Specific factors related to the F-150 Lightning contributed to Ford’s losses. The vehicle’s weight and power demands required a large, expensive battery pack with elevated fire risks. Furthermore, Ford’s reliance on a single battery supplier, SK On, meant it missed out on federal manufacturing credits that could have offset costs.
What’s Next for Ford?
Ford is scrapping its joint venture with SK On, repurposing an EV plant in Tennessee to build gasoline-powered trucks and converting a Kentucky battery plant for energy storage. The next F-150 Lightning will be an “extended range EV” hybrid. The company is also developing a new platform for smaller EVs and partnering with Renault in Europe, aiming for profitability in its Model e division by 2029.
Industry experts warn that a prolonged slowdown in EV adoption could leave the US behind other global markets.
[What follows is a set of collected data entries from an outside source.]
PR #465, opened 2025-12-11
[DC-1071] Field coverage where field is set to default value

NiltonGMJunior:
This PR aims to solve the issue set by [DC-1071](https://zyte.atlassian.net/jira/software/c/projects/DC/boards/543?selectedIssue=DC-1071), from the monitoring chapter.

The issue states that default/falsy values can distort the real field coverage. For example, a value of 0, "N/A", "TBD", "" (empty string), could be considered valid and count towards the field coverage, which is often undesirable. 

We already have a config that allows users to skip a field when it's None/null (as oposed to being not present in the item) - SPIDERMON_FIELD_COVERAGE_SKIP_NONE.

This PR proposes two new fields:
SPIDERMON_FIELD_COVERAGE_SKIP_FALSY - skips Python's falsy values, set by the next setting
SPIDERMON_FIELD_COVERAGE_SKIP_VALUES - allows the user to set a list of default values to be skipped when counting values for field coverage.

It's also worth noting that SPIDERMON_FIELD_COVERAGE_SKIP_FALSY defaults to True and the default SPIDERMON_FIELD_COVERAGE_SKIP_VALUES define the falsy value project-wide as: '' (empty string), [], {}, 'N/A' and '-'. This list does NOT include None, which is handled by the existing SPIDERMON_FIELD_COVERAGE_SKIP_NONE setting.

[DC-1071]: https://zyte.atlassian.net/browse/DC-1071?atlOrigin=eyJpIjoiNWRkNTljNzYxNjVmNDY3MDlhMDU5Y2ZhYzA5YTRkZjUiLCJwIjoiZ2l0aHViLWNvbS1KU1cifQ


lucasfrancoqueiroz2 (changes requested):
@NiltonGMJunior the code looks good to me. I just have too points:

- I believe the default value of SPIDERMON_FIELD_COVERAGE_SKIP_FALSY should be True and we should set as default the most common empty placeholders for SPIDERMON_FIELD_COVERAGE_SKIP_VALUES. This is a conservative approach that will force the developer to consciously change the settings if needed and avoids the issue to be hidden until being discovered.
- It seems some checks were not successful. Can you check?

lucasfrancoqueiroz2 (approved):

NiltonGMJunior:
Fixed merge conflicts and blacken-docs issue (updating docs only)

docs/settings.rst
```diff
@@ -189,6 +189,132 @@ If this setting is not provided or set to ``False``, spider statistics will be:
         "spidermon_item_scraped_count/dict/field_2": 1,
     }
 
+SPIDERMON_FIELD_COVERAGE_SKIP_FALSY
+-----------------------------------
+Default: ``True``
```
lucasfrancoqueiroz2, line 194: @NiltonGMJunior maybe this comment is outside of the PR scope, but I think if the default value for SPIDERMON_FIELD_COVERAGE_SKIP_FALSY is True (which I think is correct) the default value for SPIDERMON_FIELD_COVERAGE_SKIP_NONE should also be True.

docs/settings.rst
```diff
@@ -189,6 +189,132 @@ If this setting is not provided or set to ``False``, spider statistics will be:
...
+If this setting is set to ``True``, spider statistics will be:
+
+.. code-block:: python
+
+    {
+        "spidermon_item_scraped_count/dict": 2,
+        "spidermon_item_scraped_count/dict/field_1": 1,  # Ignored empty string
+        "spidermon_item_scraped_count/dict/field_2": 2,
+        "spidermon_item_scraped_count/dict/field_3": 1,  # Ignored empty list
+        "spidermon_item_scraped_count/dict/field_4": 1,  # Ignored zero
```
lucasfrancoqueiroz2, line 226: @NiltonGMJunior I am wondering if 0 shouldn't have a special treatment although it is Falsy in the Python. In the scraping context, usually when a field has a 0 value it was correctly extracted otherwise it would have None or an empty list in general.

lucasfrancoqueiroz2 (approved):
Approved with comments.

AdrianAtZyte (approved):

Tim Bush of UBS cautioned that the US risks becoming the “Galápagos Islands of internal combustion engine vehicles,” lacking the innovation seen elsewhere. Tu Le, of Sino Auto Insights, added that automakers “have much less time than they seem to think” to address growing competition, particularly from low-cost Chinese rivals.
Frequently Asked Questions
What prompted Ford’s $19.5 billion writedown?
The writedown was a result of losses exceeding $13 billion within Ford’s electric vehicle division, “Model e,” since 2023, and a reassessment of the company’s EV strategy.
Is Ford abandoning its commitment to electric vehicles?
No, Ford is not abandoning EVs entirely. The company is shifting its focus to hybrid vehicles to generate profits while continuing to develop future EV platforms. They are also working on a new platform for smaller EVs and a partnership with Renault.
What factors contributed to the F-150 Lightning’s financial struggles?
The F-150 Lightning’s large battery pack, high production costs, reliance on a single battery supplier, and a lack of available federal tax credits all contributed to its financial difficulties.
Given the evolving market conditions and increased competition, how will Ford balance its short-term financial needs with its long-term vision for sustainable transportation?